▶ **Try it**
Check each line of the data, and copy those where "just" appears.
<<<<
PR #2213, opened 2024-09-03
[SNOW-1649172]: Fix `loc` set when setting DataFrame row with Series value

sfc-gh-rdurrani:

   

   Fixes SNOW-1649172

When doing `df.loc[x] = series`, an error occurs because series does not have the same number of columns as the dataframe being set. Instead, the Series should be transposed and set, regardless of whether it has an equal number of rows as the dataframe has columns.


src/snowflake/snowpark/modin/plugin/_internal/indexing_utils.py
```diff
@@ -2215,6 +2218,36 @@ def set_frame_2d_labels(
     index_is_frame = isinstance(index, InternalFrame)
     item_is_frame = isinstance(item, InternalFrame)
     item_is_scalar = is_scalar(item)
+    original_index = index
+    # If `item` is from a Series (rather than a Dataframe), flip the series item values to apply them
```
sfc-gh-helmeleegy, line 2222: Do we need to update the examples in the docstring?

sfc-gh-vbudati: No, we don't need to. I added an example though

sfc-gh-helmeleegy: Sounds good. I'm not sure I can find it though.

src/snowflake/snowpark/modin/plugin/docstrings/base.py
```diff
@@ -1832,6 +1832,15 @@ def loc():
         viper               0       0
         sidewinder          0       0
 
+        Setting the values with a Series item.
```
sfc-gh-vbudati, line 1835: @sfc-gh-helmeleegy this is the example I added

tests/integ/modin/frame/test_iloc.py
```diff
@@ -3205,3 +3205,68 @@ def test_raise_set_cell_with_list_like_value_error():
...
+
+    eval_snowpark_pandas_result(
+        snow_df,
+        native_df,
+        ilocset,
+    )
+
+
+@sql_count_checker(query_count=1, join_count=3)
+def test_df_iloc_full_set_row_from_series_int_and_string_indexes():
```
sfc-gh-azhan, line 3255: you can combine this one into the previous one.

tests/integ/modin/frame/test_loc.py
```diff
@@ -4068,6 +4068,74 @@ def test_df_loc_get_with_timedelta_and_none_key():
...
+    def locset(df):
+        series = (
+            pd.Series([1, 4, 9], index=index)
+            if isinstance(df, pd.DataFrame)
+            else native_pd.Series([1, 4, 9], index=index)
+        )
+        if isinstance(df, pd.DataFrame):
+            df.loc[:] = series
+        else:
+            if index == [0, 1, 2]:
```
sfc-gh-azhan, line 4111: you'd better just compare the result with the expected result. These steps here can be confusing.

src/snowflake/snowpark/modin/pandas/indexing.py
```diff
@@ -1039,6 +1039,9 @@ def __setitem__(
         )
         if item_is_2d_array:
             item = pd.DataFrame(item)
+        frame_is_df_and_item_is_series = isinstance(item, pd.Series) and isinstance(
```
sfc-gh-azhan, line 1042: what happens for item is a Index or list? Are they matching with pandas? Can you verify too?

src/snowflake/snowpark/modin/plugin/_internal/indexing_utils.py
```diff
@@ -2213,6 +2216,36 @@ def set_frame_2d_labels(
...
+    # across columns rather than rows.
+    if frame_is_df_and_item_is_series and (columns == slice(None) or len(columns) > 1):  # type: ignore[arg-type]
```
sfc-gh-azhan, line 2222: can you wrap it into a function and use function name to brief what this method does?

sfc-gh-azhan: what does this mean `(columns == slice(None) or len(columns) > 1)`?

sfc-gh-azhan: this `type: ignore[arg-type]` actually indicate something is wrong. You didn't consider all type cases.

src/snowflake/snowpark/modin/plugin/_internal/indexing_utils.py
```diff
@@ -2213,6 +2216,36 @@ def set_frame_2d_labels(
...
+        col_len = (
+            len(internal_frame.data_column_snowflake_quoted_identifiers)
+            if columns == slice(None)
+            else len(columns)  # type: ignore[arg-type]
+        )
+        item = get_item_series_as_single_row_frame(
+            item, col_len, move_index_to_cols=True
+        )
+
+        if is_scalar(index):
```
sfc-gh-azhan, line 2234: what happens if index is not scalar?

src/snowflake/snowpark/modin/plugin/_internal/indexing_utils.py
sfc-gh-azhan, line 2222: This should be done in `_set_2d_labels_helper_for_frame_item`

sfc-gh-azhan (changes requested):
Please describe what was the issue?

src/snowflake/snowpark/modin/pandas/indexing.py
sfc-gh-rdurrani: Added tests!

src/snowflake/snowpark/modin/plugin/_internal/indexing_utils.py
sfc-gh-rdurrani: I believe this is checking to see if more than one column is being set. As for the arg-type, I think that is because its ignoring if the columns is a SnowflakeQueryCompiler? I've added a test for that case, and will fix it!

src/snowflake/snowpark/modin/plugin/_internal/indexing_utils.py
sfc-gh-rdurrani: If index is not scalar, we don't have to append it to the item to match index - it should either be slice(None) or an internalframe, which we handle in the rest of the method.

src/snowflake/snowpark/modin/plugin/_internal/indexing_utils.py
sfc-gh-rdurrani: I actually think it needs to be done in this method, since we need to modify `item` before the map is created (which is passed into `_set_2d_labels_helper_for_frame_item`, and we need the modified item later on in this method.

sfc-gh-rdurrani: I can move this into the conditional for `if item_is_frame` though!

sfc-gh-rdurrani:
Will add additional tests once the match by position or labels issue is resolved: https://snowflake.slack.com/archives/C04HF38JFAQ/p1727828020400139?thread_ts=1727824503.275869&cid=C04HF38JFAQ

src/snowflake/snowpark/modin/plugin/docstrings/base.py
sfc-gh-helmeleegy: Thanks!

CHANGELOG.md
```diff
@@ -56,6 +56,7 @@
 - Fixed a bug where transposing a dataframe would map `Timedelta` index levels to integer column levels.
 - Fixed a bug where `Resampler` methods on timedelta columns would produce integer results.
 - Fixed a bug where `pd.to_numeric()` would leave `Timedelta` inputs as `Timedelta` instead of converting them to integers.
+- Fixed `loc` set when setting row of DataFrame with Series value.
```
sfc-gh-azhan, line 59: single row or rows?

src/snowflake/snowpark/modin/plugin/_internal/indexing_utils.py
```diff
@@ -2068,6 +2072,76 @@ def set_frame_2d_labels(
     # map from item's data column label to its position in the joined frame or item_column_values
     item_data_col_label_to_pos_map: dict[Hashable, int] = {}
     if item_is_frame:
+        from snowflake.snowpark.modin.plugin.compiler.snowflake_query_compiler import (
```
sfc-gh-azhan, line 2075: why not move them into `_set_2d_labels_helper_for_frame_item` since item is a frame.

CHANGELOG.md
sfc-gh-rdurrani: both - will update.

src/snowflake/snowpark/modin/plugin/_internal/indexing_utils.py
sfc-gh-rdurrani: This codepath also modifies index, which is used later on in the post-processing steps of the current function, so it makes sense to perform the computation here imo.

sfc-gh-azhan: can you wrap them into a helper function and we can clearly see what's the input and output are?

sfc-gh-rdurrani: sure!

sfc-gh-helmeleegy (approved):
LGTM. Thanks for addressing the comments.

src/snowflake/snowpark/modin/plugin/_internal/indexing_utils.py
```diff
@@ -1954,6 +1955,82 @@ def _set_2d_labels_helper_for_single_column_wise_item(
     ).result_frame
 
 
+def _convert_series_item_to_row_for_set_frame_2d_labels(
```
sfc-gh-azhan, line 1958: can you move the index operation to another helper function? Because the name of this function didn't say anything about changing the index.

src/snowflake/snowpark/modin/plugin/_internal/indexing_utils.py
```diff
@@ -1954,6 +1955,82 @@ def _set_2d_labels_helper_for_single_column_wise_item(
...
+
+    def slice_len(slice_obj: slice) -> int:
+        """Helper method to calculate length of slice object for columns."""
+        start = internal_frame.data_column_pandas_labels.index(slice_obj.start) or 0
+        end = internal_frame.data_column_pandas_labels.index(slice_obj.stop) or len(
+            internal_frame.data_column_snowflake_quoted_identifiers
+        )
+        return end - start
+
+    if columns == slice(None):
```
sfc-gh-azhan, line 1996: this can be a helper function like `get_column_length` in indexing_util.py.

src/snowflake/snowpark/modin/plugin/_internal/indexing_utils.py
```diff
@@ -1954,6 +1955,82 @@ def _set_2d_labels_helper_for_single_column_wise_item(
...
+        col_len = len(internal_frame.data_column_snowflake_quoted_identifiers)
+    elif isinstance(columns, slice):
+        col_len = slice_len(columns)
+    elif isinstance(columns, Sized):
+        col_len = len(columns)
+    else:
+        col_len = len(columns.index)
+
+    if isinstance(columns, SnowflakeQueryCompiler):
```
sfc-gh-azhan, line 2005: can you add comments about what you are trying to do here and also the next line?

src/snowflake/snowpark/modin/plugin/_internal/indexing_utils.py
```diff
@@ -1954,6 +1955,82 @@ def _set_2d_labels_helper_for_single_column_wise_item(
...
+    item = (
+        SnowflakeQueryCompiler(
+            get_item_series_as_single_row_frame(item, col_len, move_index_to_cols=True)
+        )
+        .reset_index(drop=True)
+        ._modin_frame
+    )
+
+    if is_scalar(index):
+        new_item = item.append_column("__index__", pandas_lit(index))
```
sfc-gh-azhan, line 2017: you should use some api in SQC to set index or reindex. Manually set the column can lead to potential bugs. Once you got new_item_sqc then you can set item = new_item_sqc._modin_frame.

src/snowflake/snowpark/modin/plugin/_internal/indexing_utils.py
```diff
@@ -2068,6 +2148,25 @@ def set_frame_2d_labels(
...
     if item_is_frame:
+        from snowflake.snowpark.modin.plugin.compiler.snowflake_query_compiler import (
+            SnowflakeQueryCompiler,
+        )
+
+        # If `item` is from a Series (rather than a Dataframe), flip the series item values to apply them
+        # across columns rather than rows.
+        is_multi_col_set = (
+            (isinstance(columns, Sized) and len(columns) > 1)
+            or isinstance(columns, slice)
```
sfc-gh-azhan, line 2159: slice and qc case can be single column right?

sfc-gh-rdurrani: Good catch, thank you!

src/snowflake/snowpark/modin/plugin/_internal/indexing_utils.py
```diff
@@ -2068,6 +2201,30 @@ def set_frame_2d_labels(
     # map from item's data column label to its position in the joined frame or item_column_values
     item_data_col_label_to_pos_map: dict[Hashable, int] = {}
     if item_is_frame:
+        from snowflake.snowpark.modin.plugin.compiler.snowflake_query_compiler import (
+            SnowflakeQueryCompiler,
+        )
+
+        # If `item` is from a Series (rather than a Dataframe), flip the series item values to apply them
+        # across columns rather than rows.
+        is_multi_col_set = (
```
sfc-gh-azhan, line 2210: can you use `col_info` those columns have been preprocessed there for the rest code to use. You don't need to worry about different types once you use `col_info`.

sfc-gh-rdurrani: Good catch, makes sense!

sfc-gh-azhan: Can you update it?

sfc-gh-rdurrani: Oh you meant to change the length check here - I can't do that since we want to follow this codepath even if the column key is a slice of length one or a Series of length one.

sfc-gh-azhan: Yes, I mean in all your new logic added in this PR. You should be able to just rely on `col_info` instead of `columns`.

sfc-gh-rdurrani: Not necessarily - some of the behavior depends on the specific type of the columns (e.g. if columns is a list or a snowpark pandas Series). Here, we want to specifically check that columns is either a list of more than one element, or a slice, or a SnowflakeQueryCompiler - not that it has multiiple columns, in which case, df.loc[:, pd.Series(["A"])] wouldn't be caught in this case, even though we would want it to.

sfc-gh-azhan (approved):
>>>>
▶ **Problem solution**
sfc-gh-azhan, line 4111: you'd better just compare the result with the expected result. These steps here can be confusing.
sfc-gh-azhan: Yes, I mean in all your new logic added in this PR. You should be able to just rely on `col_info` instead of `columns`.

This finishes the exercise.